Community service also emerged in the late 1990s. “We sort of morphed from dealing with violence and grief to paying more attention to health and social disparities here,” he said. “That led to a response to this neighborhood being a food desert. Last year we gave away 1,822 bags of food to the neighborhood, all church funded, and much of it to people who are not members.”
McConnell said Borders is good at recognizing helpers, and delegating responsibilities well. He said he has a talent for seeing where people will be in six months or five years, and how they can be valuable to the church.
“I think it’s the integrity piece of Bishop Borders and I think that played into Morningstar’s favor,” said McConnell. “Morningstar isn’t mixed up in any scandals. For me to see other churches come and go, we’ve managed to stay here. I know God has a plan for the church in the communities of Mattapan, Dorchester, and Roxbury.”
Charting the future
Borders is already planning for life after the pulpit, though he’s not retiring right now. When he does, he hopes to write more books. He has one coming out in April called ‘Walk Your Path.’ Outside of the pulpit, he has become very excited about a board member role with the one-year-old Independent Professionals Association (IPA), an organization that advocates for Black and Brown entrepreneurs and gig workers.
“Serving this gig economy is very exciting because I’m expanding as a socially conscious person and bringing my expertise as a pastor and someone in the community to the discussion,” he said.
But adjusting to a changing community and keeping the message and their faith fresh Sunday after Sunday is what Borders and his deacons are focused on now. McConnell said they don’t want to become one of those churches “that has a big, nice church building that no one comes to anymore.”

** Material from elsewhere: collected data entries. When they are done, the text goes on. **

PR #241, opened 2018-01-25
Tweaks and fixes

tsortwehttam:
NOT READY TO MERGE.

Short review.

Asana task links:

- https://app.asana.com/0/481696547044295/530409460017176

Changes in this PR:

- [x] Add back logic to force set the time of on-stage instances after a hard reload. This both prevents automatic playback and ensures that the scrubber time is preserved across hard reloads, which are triggered by things like undo/redo.
- [x] Re-enabled `webSecurity` on the Creator electron.js boot-up file. Doesn't seem to cause an issue when doing a quick check, and is probably best to keep on anyway. Docs for that option are here: https://electronjs.org/docs/api/browser-window
- [x] During merge design, record the changes that were made and log them if any were made. I think this is pretty handy to leave on by default since this is an area where we have historically had a bunch of bugs.
- [x] Removed a bit of cruft.

Notes for the reviewer:

- @stristr IIRC this was removed during other perf changes; but I would guess this should be fine. Let me know if you think this could cause any bad perf regressions.

Completed checkin tasks:

### DIFF
--- a/packages/haiku-creator/src/electron.js
+++ b/packages/haiku-creator/src/electron.js
@@ -119,10 +119,7 @@ function createWindow () {
   browserWindow = new BrowserWindow({
     title: 'Haiku',
     show: false, // Don't show the window until we are ready-to-show (see below)
-    titleBarStyle: 'hidden-inset',
-    webPreferences: {
-      webSecurity: false
-    }
+    titleBarStyle: 'hidden-inset'
   })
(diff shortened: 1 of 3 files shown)


roperzh:
so far LGTM, I have tested it locally and seems to work fine, I haven't done the full QA matrix tho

Borders and McConnell say they continually face pressure to move the church off Blue Hill Avenue to the suburbs. Some 20 years ago, there was a call to move outside of Boston. Borders advocated for staying because moving would have discarded the growing congregation they had become. While other churches have made that move, Morningstar has not, and Borders said they’re thriving because of it.

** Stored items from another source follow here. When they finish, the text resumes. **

PR #245, opened 2018-01-25
Tentative: Show loader until editor view is actually ready

tsortwehttam:
OK to merge, but only if OK with @taylorpoe and @zackbrown. This is just tentative in case y'all like this idea.

Short review.

Asana task link: n/a, just an experiment

Changes in this PR:

- Show the "reticulating splines" loader until the editor is totally finished loading.
  - Good because: User cannot nav back when things are in a race-able state.
  - Good because: User doesn't see the "sausage being made" while windows load.
  - Bad because: User doesn't see the Haikuified timeline loader that Taylor built.

Feel free to just leave this open for later discussion if you feel so-so or negative about it.

### DIFF
--- a/packages/haiku-creator/src/react/Creator.js
+++ b/packages/haiku-creator/src/react/Creator.js
@@ -21,6 +21,7 @@ import Timeline from './components/Timeline'
 import Toast from './components/notifications/Toast'
 import Tour from './components/Tour/Tour'
 import AutoUpdater from './components/AutoUpdater'
+import ProjectLoader from './components/ProjectLoader'
 import EnvoyClient from 'haiku-sdk-creator/lib/envoy/EnvoyClient'
 import { EXPORTER_CHANNEL, ExporterFormat } from 'haiku-sdk-creator/lib/exporter'
 // Note that `User` is imported below for type discovery
@@ -94,7 +95,11 @@ export default class Creator extends React.Component {
         shouldCheck: true,
         shouldRunOnBackground: true,
         shouldSkipOptIn: true
-      }
+      },
+      doShowBackToDashboardButton: false,
+      doShowProjectLoader: false,
+      launchingProject: false,
+      newProjectLoading: false
     }
 
     this.envoyOptions = {
@@ -556,7 +561,12 @@ export default class Creator extends React.Component {
   }
 
   setDashboardVisibility (dashboardVisible) {
-    this.setState({dashboardVisible})
+    this.setState({
+      dashboardVisible,
+      doShowProjectLoader: false,
+      newProjectLoading: false,
+      launchingProject: false
+    })
   }
 
   switchActiveNav (activeNav) {
@@ -666,6 +676,8 @@ export default class Creator extends React.Component {
               applicationImage,
               projectObject,
               projectName,
+              doShowProjectLoader: true,
+              doShowBackToDashboardButton: false,
               dashboardVisible: false
             }, () => {
               // Once the Timeline/Stage are being rendered, we await the point that their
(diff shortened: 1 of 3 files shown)


taylorpoe:
Fine by me 👍

zackbrown:
yes please!! if we can hide _all_ of the 'progressive loading' I would be really happy.

packages/haiku-creator/src/react/components/SideBar.js
```diff
@@ -106,13 +106,16 @@ class SideBar extends React.Component {
...
-          </button>
+          {(this.props.doShowBackToDashboardButton)
+             ? <button id='go-to-dashboard' key='dashboard' onClick={() => { this.goToDashboard() }}
+               style={[
+                 BTN_STYLES.btnIcon, BTN_STYLES.btnIconHover, BTN_STYLES.btnText,
+                 {width: 'auto', position: 'absolute', right: 6}
+               ]}>
+               <ChevronLeftMenuIconSVG />
+             </button>
+            : ''
```
roperzh, line 117: _nit - personal preference_: if we only need to render something based on a conditional, I'd rather use `&&` for clarity:

```
{(this.props.doShowBackToDashboardButton) &&
  <button ... />
}
```

packages/haiku-creator/src/react/Creator.js
```diff
@@ -1045,6 +1088,9 @@ export default class Creator extends React.Component {
             </SplitPane>
           </div>
         </div>
+        {(this.state.doShowProjectLoader)
+          ? <ProjectLoader />
+          : ''}
```
roperzh, line 1093: _nit - personal preference_: if we only need to render something based on a conditional, I'd rather use `&&` for clarity:

```
{(this.state.doShowProjectLoader) && <ProjectLoader /> }
```

roperzh (approved):
LGTM, tested locally and works fine, personally I think it adds a good feeling of robustness (weird how perception affect unrelated things)

packages/haiku-creator/src/react/components/SideBar.js
stristr: `<rant>`Argument against this React convention, just to be extra annoying: `a && b` evaluating to `b.valueOf()` for truthy `a` is a weird interpreted language quirk (JS, Ruby, Python, …) that always struck me as indecent. `&&` is a boolean operation and therefore should implicitly cast its operands to booleans.`</rant>`

tsortwehttam: 🙉  You'll only take away `foo = bar || baz` over my 💀

roperzh: well, that's a very interesting point, just for curiosity, do you feel annoyed by this pattern too?

```js
const foo = bar || 'baz'
```

roperzh: lol, we had the same thought

stristr: https://cl.ly/26401i0k0k3c

Conclusion: PHP >> (JS + Ruby + Python)?

roperzh: lol at the semicolon comment 😂 

iirc, the `||` pattern is idiomatic Ruby, so ¯\_(ツ)_/¯

tsortwehttam: Another Ruby fave of mine (kind of neither here nor there) that I miss is `foo ||= bar`

zackbrown: Perhaps it's the rough-and-tumble nature of falsiness/truthiness that bothers Sasha?  There's room for the `const foo = bar || 'baz'` pattern even in languages that are strict about their booleans.  Like the ol' [null coalesce operator](https://en.wikipedia.org/wiki/Null_coalescing_operator)

stristr: `<rant>`Well, it's the muddying of the semantics of "or/and", which are not just binary operators, but _boolean_ operators that I expect to implicitly evaluate their operands as boolean-cast. I can get behind fuzzy `true`-ness when I'm not in a language where it would cause a compiler error…though I definitely prefer a language where these constructs are all compiler errors without explicit casting, a.k.a. languages where you have to shoot yourself in the foot with pointer arithmetic to mess up bools.`</rant>`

Outside their doors, an uncertain future approaches with new residential developments and a new streetscape – including a proposed dedicated bus lane on Blue Hill Avenue – being mapped out. The languages spoken are not only English; Kreyol, Portuguese, Spanish have become more prominent. But with those changes, Borders said, Morningstar will also change. They will become a church that people can walk to.

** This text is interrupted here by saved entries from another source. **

PR #723, opened 2018-08-22
Fix GPU-Related Freezes/System Crashes

tsortwehttam:
OK to merge.

Short review.

Summary of changes:

After many hours of debugging and trial-and-error, I found one safe change that seems to fix the crash: **Don't render shadows/blurs on the on-stage control points. (See commit `39b80ec`.)** To be specific, I hid the shadow-rendering behind an experiment flag.

**Here are all of the other things I tried which did _not_ work:**

- Cache various hot `Element` methods such as `getBoxPointsTransformed` (and friends)
- Cache `Element` method `getComputedLayout`
- Remove `element.cache.clear()` from `ElementSelectionProxy#clearAllRelatedCaches`
- Avoid calling `ElementSelectionProxy#clearAllRelatedCaches` on all `ElementSelectionProxy#applyPropertyValue` and `ElementSelectionProxy#applyPropertyDelta` calls and instead call it surgically
- Comment out call to `updateKeyframes` that results from `ElementSelectionProxy#move`
- Completely disable/comment out all snapping-related logic (including snap-line drawing)
- Don't draw very long snap-lines that go outside of the viewport (the theory being that the long lines might be resulting in oversize GPU buffers) 
- Exclude the `onmouseenter`/`onmouseleave` listener attributes from the `controlPointMana`
- Exclude calls to `ActiveComponent#getContextSize` from `ElementSelectionProxy#getComputedLayout`
- Exclude calls to `HaikuElement#computeContentBounds()` from `ElementSelectionProxy#getComputedLayout`
- Exclude everything to do with "auto"-sizing from `ElementSelectionProxy#getComputedLayout`
- Comment out all "auto"-sizing related logic from `HaikuElement.computeLayout`
- Not include the `<Image>` component in the `primitives-misc-1` testbed project
- Not include any subcomponents in the `primitives-misc-1` testbed project
- Reduce calls to `HaikuElement.findOrCreateByNode`

I.e., the _only_ changes upstream of my `filter`-related fix that seem to _completely_ stop the crashes from occurring are changes that entirely prevent animation of [rapid re-rendering of] the control points on stage. But obviously those changes won't be viable since the result is that the user can move elements but the control box remains in the same place.

So, although we have rendered the control points with these shadows for a few months apparently without issue (?), my conclusion today is that we've now got the perfect storm of GPU-bombarding behavior with the inclusion of snap-lines, and perhaps some other stuff.

### DIFF
--- a/packages/haiku-common/config/experiments.json
+++ b/packages/haiku-common/config/experiments.json
@@ -33,5 +33,6 @@
   "UserFacingDevTools": false,
   "ControlFlowIf": false,
   "ControlFlowRepeat": false,
-  "ExpandTimelinePropertiesFromStageChanges": true
+  "ExpandTimelinePropertiesFromStageChanges": true,
+  "GlassControlPointShadows": false
 }
--- a/packages/haiku-common/src/experiments/index.ts
+++ b/packages/haiku-common/src/experiments/index.ts
@@ -42,6 +42,7 @@ export enum Experiment {
   ControlFlowIf = 'ControlFlowIf',
   ControlFlowRepeat = 'ControlFlowRepeat',
   ExpandTimelinePropertiesFromStageChanges = 'ExpandTimelinePropertiesFromStageChanges',
+  GlassControlPointShadows = 'GlassControlPointShadows',
 }
 
 /**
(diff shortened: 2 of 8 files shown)


tsortwehttam:
Also: Note that `cef1c81` doesn't affect this particular bug one way or another, but should probably be good for perf anyway.

stristr:
LGTM, merging.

“We are going to send out foot soldiers into this community and create an effort that results in people being able to walk to church,” he said. “We’re ready to adjust and recruit a whole new demographic, which happens to be our neighbors. It’s the only way a community church survives. You survive by recognizing a community’s needs and that’s what we intend to do once again. I will be dead before this building ever becomes condos.”